## Exercise instructions
Restate every record exactly, with nothing skipped.

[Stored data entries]
PR #977, opened 2020-06-04
Modify HeatEquation dts to account for non-cubic cases.

kngott:
The rest of the code correctly accounts for non-cubic already.

### DIFF
--- a/Tutorials/Basic/HeatEquation_EX1_C/Source/main.cpp
+++ b/Tutorials/Basic/HeatEquation_EX1_C/Source/main.cpp
@@ -90,7 +90,7 @@ void main_main ()
     init_phi(phi_new, geom);
     // ========================================
 
-    Real dt = 0.9_rt*dx[0]*dx[0] / (2.0_rt*AMREX_SPACEDIM);
+    Real dt = 0.9_rt*(dx[0]*dx[0] + dx[1]*dx[1] + dx[2]*dx[2])/ (2.0_rt*AMREX_SPACEDIM);
 
     // time = starting time in the simulation
     Real time = 0.0_rt;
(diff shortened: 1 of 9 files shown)


Tutorials/Basic/HeatEquation_EX1_C/Source/main.cpp
```diff
@@ -90,7 +90,7 @@ void main_main ()
     init_phi(phi_new, geom);
     // ========================================
 
-    Real dt = 0.9_rt*dx[0]*dx[0] / (2.0_rt*AMREX_SPACEDIM);
+    Real dt = 0.9_rt*(dx[0]*dx[0] + dx[1]*dx[1] + dx[2]*dx[2])/ (2.0_rt*AMREX_SPACEDIM);
```
WeiqunZhang: There are two issues with this.  It breaks 2d.  It changes dt to much smaller than necessary.

I think it's supposed to be `dx**2/3` -> `1./((1./dx)**2+(1./dy)**2+(1./dz)**2)` if dx, dy and dz are not equal to each other, for the 3d case.

kngott: Is there a macro that'll clean this up? I don't believe D_TERM will work:

```
#if (AMREX_SPACEDIM==1)
    Real coeff = (1./dx[0]**2);
#elif (AMREX_SPACEDIM==2)
    Real coeff = (1./dx[0]**2) + (1./dx[1]**2);
#else 
    Real coeff = (1./dx[0]**2) + (1./dx[1]**2) + (1./dx[2]**2);
#endif

    Real dt = 0.9_rt/ (2.0_rt*length);
```

WeiqunZhang:
AMREX_D_TERM should work.

WeiqunZhang (approved):

PR #980, opened 2020-06-06
Make: use -M to generate dependencies

### LINKED ISSUE #930: mkdep: does not support relative includes
In C/C++, the pre-processor checks `#include "..."` files relative to the current file's path first, *independent* of the include path options: https://gcc.gnu.org/onlinedocs/cpp/Search-Path.html

The perl script [`mkdep`](https://github.com/AMReX-Codes/amrex/blob/development/Tools/C_scripts/mkdep) does not support this and consequently forgets includes.

Result: if a developer intentionally or accidentally forgets to set `INCLUDE_LOCATIONS` in the GNU-make build script collection for a sub directory, then a program *will still compile properly* (most of the time) because it's valid. On rebuilds, dependencies will not be spotted and will be forgotten, e.g. if a file was modified.

Note that it is *not required* to have those paths in `-I`.

Example:
```c++
// main.cpp
#include "group/smth.H"

int main(){ return foo(); }
```

```c++
// group/smth.H
#ifndef SMTH_H
#define SMTH_H
inline int foo() { return 42; }
#endif
```

```bash
g++ main.cpp
```

This is also problematic if a project using the GNU-make build scripts depends on more projects than AMReX alone. Many C/C++ projects provide facade headers with a single include path these days (this allows to change things over time without breaking user-include logic). If one of the transitive headers changes this will not be caught.

## Possible Solutions

- Clean: CMake approach (IIRC): instead of parsing files with scripts, run the pre-compiler with `$CXX -M` to generate dependencies (including define code branching). Be warned, this is tricky for nvcc and host/device splitting. For some compilers, one might have to parse the output of `$CXX -E` instead.

- Hackity-hack: unify paths in `INCLUDE_LOCATIONS` with `VPATH_LOCATIONS` and pass those together as `-I` options to `mkdep`. Solves only the in-code but not the third party include problem.

- Half'n'half: brave perl programmer wanted :)

WeiqunZhang:


WeiqunZhang:
I have tested on all major compilers we use with several codes on several computers.

maximumcats (approved):

PR #982, opened 2020-06-06
fix a bug in norm2 where there are overlaps

WeiqunZhang:


ajnonaka (approved):
Looks good, and I tested it with a face-centered MultiFab and it checks out.  Clever avoidance of taking the square root of mask, like I was thinking.

PR #983, opened 2020-06-07
Compare single-level plotfiles; diff and norms; all nodalities

ajnonaka:
This utility performs a diff operation between two
plotfiles that have the same geometrical domain and nodality
(supports all nodality types; cell, face, edge, node)
but possibly a factor of refinement between the cells,
and outputs the L0, L1, and L2 norms
L1 = sum(|diff_ijk|)/npts_coarsedomain
L2 = sqrt[sum(diff_ijk^2)]/sqrt(npts_coarsedomain)
(only single-level supported)


Tools/C_util/Convergence/ComparePlotfiles.cpp
```diff
@@ -0,0 +1,253 @@
...
+    exit(1);
+}
+
+int
+main (int   argc,
+      char* argv[])
+{
+    amrex::Initialize(argc,argv);
+
+    if (argc == 1) {
```
WeiqunZhang, line 50: Maybe only the I/O process should call `PrintUsage`.

Tools/C_util/Convergence/ComparePlotfiles.cpp
```diff
@@ -0,0 +1,253 @@
...
+    // AMR comes later, where we iterate over each level in isolation
+
+    // check to see whether the user pointed to the plotfile base directory
+    // or the data itself
+    std::ifstream xxx;
+    xxx.open(iFile1+"/Level_0/Cell_H");
+    if (xxx) {
+       iFile1 += "/Level_0/Cell";
+        xxx.close();
+    }
```
WeiqunZhang:
```suggestion
    if (amrex::FileExists(iFile1+"/Level_0/Cell_H")) {
       iFile1 += "/Level_0/Cell";
    }
```

WeiqunZhang (approved):

Tools/C_util/Convergence/ComparePlotfiles.cpp
ajnonaka: done

Tools/C_util/Convergence/ComparePlotfiles.cpp
ajnonaka: done.  I changed std::cout to Print(); wrapping the function call in IOProcessor caused the remaining MPI ranks to continue with the program and spit out the wrong error messages about not specifying infile1

PR #986, opened 2020-06-08
Fix a missing semicolon

WeiqunZhang:
The (DPC++ only) bug was in
```
if (....) return
ParallelFor(...);
ParallelFor(...);
```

## Finished task
PR #977, opened 2020-06-04
Modify HeatEquation dts to account for non-cubic cases.

kngott:
The rest of the code correctly accounts for non-cubic already.

### DIFF
--- a/Tutorials/Basic/HeatEquation_EX1_C/Source/main.cpp
+++ b/Tutorials/Basic/HeatEquation_EX1_C/Source/main.cpp
@@ -90,7 +90,7 @@ void main_main ()
     init_phi(phi_new, geom);
     // ========================================
 
-    Real dt = 0.9_rt*dx[0]*dx[0] / (2.0_rt*AMREX_SPACEDIM);
+    Real dt = 0.9_rt*(dx[0]*dx[0] + dx[1]*dx[1] + dx[2]*dx[2])/ (2.0_rt*AMREX_SPACEDIM);
 
     // time = starting time in the simulation
     Real time = 0.0_rt;
(diff shortened: 1 of 9 files shown)


Tutorials/Basic/HeatEquation_EX1_C/Source/main.cpp
```diff
@@ -90,7 +90,7 @@ void main_main ()
     init_phi(phi_new, geom);
     // ========================================
 
-    Real dt = 0.9_rt*dx[0]*dx[0] / (2.0_rt*AMREX_SPACEDIM);
+    Real dt = 0.9_rt*(dx[0]*dx[0] + dx[1]*dx[1] + dx[2]*dx[2])/ (2.0_rt*AMREX_SPACEDIM);
```
WeiqunZhang: There are two issues with this.  It breaks 2d.  It changes dt to much smaller than necessary.

I think it's supposed to be `dx**2/3` -> `1./((1./dx)**2+(1./dy)**2+(1./dz)**2)` if dx, dy and dz are not equal to each other, for the 3d case.

kngott: Is there a macro that'll clean this up? I don't believe D_TERM will work:

```
#if (AMREX_SPACEDIM==1)
    Real coeff = (1./dx[0]**2);
#elif (AMREX_SPACEDIM==2)
    Real coeff = (1./dx[0]**2) + (1./dx[1]**2);
#else 
    Real coeff = (1./dx[0]**2) + (1./dx[1]**2) + (1./dx[2]**2);
#endif

    Real dt = 0.9_rt/ (2.0_rt*length);
```

WeiqunZhang:
AMREX_D_TERM should work.

WeiqunZhang (approved):

PR #980, opened 2020-06-06
Make: use -M to generate dependencies

### LINKED ISSUE #930: mkdep: does not support relative includes
In C/C++, the pre-processor checks `#include "..."` files relative to the current file's path first, *independent* of the include path options: https://gcc.gnu.org/onlinedocs/cpp/Search-Path.html

The perl script [`mkdep`](https://github.com/AMReX-Codes/amrex/blob/development/Tools/C_scripts/mkdep) does not support this and consequently forgets includes.

Result: if a developer intentionally or accidentally forgets to set `INCLUDE_LOCATIONS` in the GNU-make build script collection for a sub directory, then a program *will still compile properly* (most of the time) because it's valid. On rebuilds, dependencies will not be spotted and will be forgotten, e.g. if a file was modified.

Note that it is *not required* to have those paths in `-I`.

Example:
```c++
// main.cpp
#include "group/smth.H"

int main(){ return foo(); }
```

```c++
// group/smth.H
#ifndef SMTH_H
#define SMTH_H
inline int foo() { return 42; }
#endif
```

```bash
g++ main.cpp
```

This is also problematic if a project using the GNU-make build scripts depends on more projects than AMReX alone. Many C/C++ projects provide facade headers with a single include path these days (this allows to change things over time without breaking user-include logic). If one of the transitive headers changes this will not be caught.

## Possible Solutions

- Clean: CMake approach (IIRC): instead of parsing files with scripts, run the pre-compiler with `$CXX -M` to generate dependencies (including define code branching). Be warned, this is tricky for nvcc and host/device splitting. For some compilers, one might have to parse the output of `$CXX -E` instead.

- Hackity-hack: unify paths in `INCLUDE_LOCATIONS` with `VPATH_LOCATIONS` and pass those together as `-I` options to `mkdep`. Solves only the in-code but not the third party include problem.

- Half'n'half: brave perl programmer wanted :)

WeiqunZhang:


WeiqunZhang:
I have tested on all major compilers we use with several codes on several computers.

maximumcats (approved):

PR #982, opened 2020-06-06
fix a bug in norm2 where there are overlaps

WeiqunZhang:


ajnonaka (approved):
Looks good, and I tested it with a face-centered MultiFab and it checks out.  Clever avoidance of taking the square root of mask, like I was thinking.

PR #983, opened 2020-06-07
Compare single-level plotfiles; diff and norms; all nodalities

ajnonaka:
This utility performs a diff operation between two
plotfiles that have the same geometrical domain and nodality
(supports all nodality types; cell, face, edge, node)
but possibly a factor of refinement between the cells,
and outputs the L0, L1, and L2 norms
L1 = sum(|diff_ijk|)/npts_coarsedomain
L2 = sqrt[sum(diff_ijk^2)]/sqrt(npts_coarsedomain)
(only single-level supported)


Tools/C_util/Convergence/ComparePlotfiles.cpp
```diff
@@ -0,0 +1,253 @@
...
+    exit(1);
+}
+
+int
+main (int   argc,
+      char* argv[])
+{
+    amrex::Initialize(argc,argv);
+
+    if (argc == 1) {
```
WeiqunZhang, line 50: Maybe only the I/O process should call `PrintUsage`.

Tools/C_util/Convergence/ComparePlotfiles.cpp
```diff
@@ -0,0 +1,253 @@
...
+    // AMR comes later, where we iterate over each level in isolation
+
+    // check to see whether the user pointed to the plotfile base directory
+    // or the data itself
+    std::ifstream xxx;
+    xxx.open(iFile1+"/Level_0/Cell_H");
+    if (xxx) {
+       iFile1 += "/Level_0/Cell";
+        xxx.close();
+    }
```
WeiqunZhang:
```suggestion
    if (amrex::FileExists(iFile1+"/Level_0/Cell_H")) {
       iFile1 += "/Level_0/Cell";
    }
```

WeiqunZhang (approved):

Tools/C_util/Convergence/ComparePlotfiles.cpp
ajnonaka: done

Tools/C_util/Convergence/ComparePlotfiles.cpp
ajnonaka: done.  I changed std::cout to Print(); wrapping the function call in IOProcessor caused the remaining MPI ranks to continue with the program and spit out the wrong error messages about not specifying infile1

PR #986, opened 2020-06-08
Fix a missing semicolon

WeiqunZhang:
The (DPC++ only) bug was in
```
if (....) return
ParallelFor(...);
ParallelFor(...);
```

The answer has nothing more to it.